As the auctioneer raps his gavel to accept the final bid, the lot is said to be ‘hammered’, and the final bid is called the ‘hammer price’. There was a time when the last bid, the hammer, was what the winning bidder paid. The consignor paid a seller’s commission as a percentage of the hammer, and auctions were simple math. The hammer price was the ‘auction price realized’, the consignor received something less than 100% of the hammer price, and the auction house kept the difference. Ideally, the auction room competition led to a higher price than a private sale, justifying the auction house’s take.

In 1975, Sotheby’s and Christies instituted a ‘buyer’s premium’, and other auctioneers followed suit. The rationale behind a buyer’s premium was that buyers would pay for the services that they received from the auction house – maybe the comfortable folding chairs and fancy paddles – and that the entire auction expense would not be shouldered by the consignors alone. The counter-argument was that auction houses were deceiving consignors into thinking that someone else was picking up the tab. Coin auction houses followed, with buyer’s premiums first set at 10%, then 15%, then a calculator necessary 17.5%, and now 20% by both Heritage and Stack’s Bowers. To make matters even more complicated, at some point in this process, seller’s commissions turned negative. That is, sellers began taking all of the hammer and even some of the buyer’s fee. Rendered down, what does this all mean?

First, from a buyer’s point of view, the full auction price realized, commonly abbreviated APR, is the only relevant number. If my winning bid is \$10,000 plus 20% buyer’s premium, I am fully aware that my cost is \$12,000. Buyers are always doing this backward math, figuring a price to pay, then backing out the buyer’s premium for a preferred bid. Furthermore, when we quote a prior auction sale price, we again are referring to the full APR, including both the hammer and buyer’s fee.

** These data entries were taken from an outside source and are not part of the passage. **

PR #8055, opened 2026-05-13
Add export option to DebugActiveDrawing

theoryshaw:
Fix failure detection by switching from `except Exception` to checking the return value, then back to `except Exception` once it was confirmed that `bpy.ops` re-raises inside another operator. Identify the drawing via the active scene camera (consistent with CreateDrawing) to avoid the `ifc_definition_id=0` crash on non-drawing list entries.

Improve the binary search to test each candidate in isolation, enabling multiple independent failures to be found in one pass. Suppress drawing-generation log noise during tests and print a clean summary with element id, type, and name.

Add a `should_export_isolated_file` operator property that extracts the failing elements into a minimal standalone IFC file using ExtractElements, making it easy to attach a reproduction case when filing a bug report.

### DIFF
--- a/src/bonsai/bonsai/bim/module/debug/operator.py
+++ b/src/bonsai/bonsai/bim/module/debug/operator.py
@@ -16,6 +16,8 @@
 # You should have received a copy of the GNU General Public License
 # along with Bonsai.  If not, see <http://www.gnu.org/licenses/>.
 
+import contextlib
+import io
 import logging
 import os
 import platform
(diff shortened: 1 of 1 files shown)


theoryshaw:
## Summary

Overhauls `DebugActiveDrawing` (`bim.debug_active_drawing`) to reliably
find failing drawing elements and optionally export them for bug reporting.

### Bug fixes

- **Drawing lookup crash** (`Instance #0 not found`): The operator was
  reading `props.drawings[active_drawing_index].ifc_definition_id`, which
  returns `0` when the active list entry is a group/folder header rather
  than a real drawing. Switched to `tool.Blender.get_ifc_definition_id(
  context.scene.camera)`, consistent with how `CreateDrawing` identifies
  the active drawing.

- **Failure detection never triggered**: `drawing_fails_to_load` used
  `except Exception` to detect crashes. When `bpy.ops.bim.create_drawing`
  is invoked directly by the user, Blender swallows the C++ SWIG exception
  at the operator level and the `except` block never fires. When invoked
  from *within* another operator (as the binary search does), Blender
  re-raises it as a Python `RuntimeError` — so `except Exception` is
  correct in this context. The original approach was right; it was
  temporarily broken during investigation and is now restored.

- **Only one failing element reported**: The final per-element confirmation
  test called `drawing_fails_to_load(all_elements - {element})`, which asks
  "does excluding this one element fix everything?" For multiple independent
  failures this always returns `True` (still broken), giving the misleading
  impression that an element is not the cause. Changed to
  `drawing_fails_to_load({element})` — "does this element fail in
  isolation?" — so each bad element is confirmed independently and all
  failures are surfaced in one pass.

### Improvements

- **Noise suppression**: Drawing generation profile logs (`Processing body
  context`, `Generate linework`, etc.) are suppressed during binary search
  iterations using `contextlib.redirect_stdout`, keeping the console output
  focused on search progress.

- **Readable output**: Replaced raw IFC entity reprs with formatted
  `#id IfcClass 'Name'` labels. Added colored `FAIL`/`ok` per-element
  confirmation lines and a bordered summary block at the end.

- **Input guards**: Added early `{"CANCELLED"}` returns with clear error
  messages for no IFC file loaded, no active camera, and camera not linked
  to an IFC drawing element.

- **Export to IFC**: Added a `should_export_isolated_file` boolean property
  (shown via `invoke_props_dialog` before the search runs). When enabled,
  after finding failing elements the operator extracts them — along with
  their full spatial hierarchy, materials, and representations — into a
  minimal standalone `.ifc` file saved alongside the original, using
  `ifcpatch`'s `ExtractElements.Patcher`. The console output then directs
  the user to attach this file when filing a GitHub issue, lowering the
  barrier to reporting geometry bugs with a reproduction case.

## Test plan

- [ ] Open a drawing that generates successfully — operator should report
  "No errors creating drawing, nothing to investigate."
- [ ] Open a drawing with a known bad element — operator should narrow down
  to that element and print its id/class/name in the summary.
- [ ] Confirm multiple independently bad elements are all reported (not just
  the first).
- [ ] Run with "Export Failing Elements to IFC" enabled — verify a
  `_failing_elements.ifc` file is created next to the original IFC and
  contains the identified elements with valid spatial structure.
- [ ] Run with no active camera / no IFC loaded — verify graceful
  `{"CANCELLED"}` with an informative error message.

PR #8065, opened 2026-05-15
Fix #8046 - Entity xs:restriction name crashes with AttributeError on…

### LINKED ISSUE #8046: AttributeError: 'Restriction' object has no attribute 'endswith' when an element fails an entity requirement expressed as xs:restriction
### Bug Description

**Description**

The consignor’s side of the ledger is usually the source of confusing math. After all, if a consignor pays no seller’s commission, maybe by way of an ubiquitous ‘0% Seller’s Fee’ coupon, then the consignor must be getting a free ride, correct? Well, it may seem so, but let take a look at the numbers.

Let’s assume that two identical coins sell to the same audience of bidders, one with no buyer’s fee, the other with today’s standard 20%, and each is seen as fully valued at \$12,000. The coin selling with no buyers fee should sell for \$12,000 hammer, while the coin with a 20% buyer’s fee should sell for \$10,000 hammer, or \$12,000 ‘all in’. Consider that the seller’s commission on the first coin might be 10% with the consignor receiving 90% of hammer, while the seller’s commission on the second coin is minus 8%, meaning that the consignor will receive 108% of hammer. In each case the buyer pays \$12,000 and the consignor receives \$10,800.

The trend towards higher buyer’s fees has led to no significant change in auction buyers’ outcomes, as bidders negate these increased fees by adjusting their bids accordingly. However, auction sellers may unknowingly receive a smaller share of the auction sale if they fail to acknowledge the issue of buyer’s fees. Understanding the algebra of the auction room will ensure that consignors maintain their share of the total auction prices realized.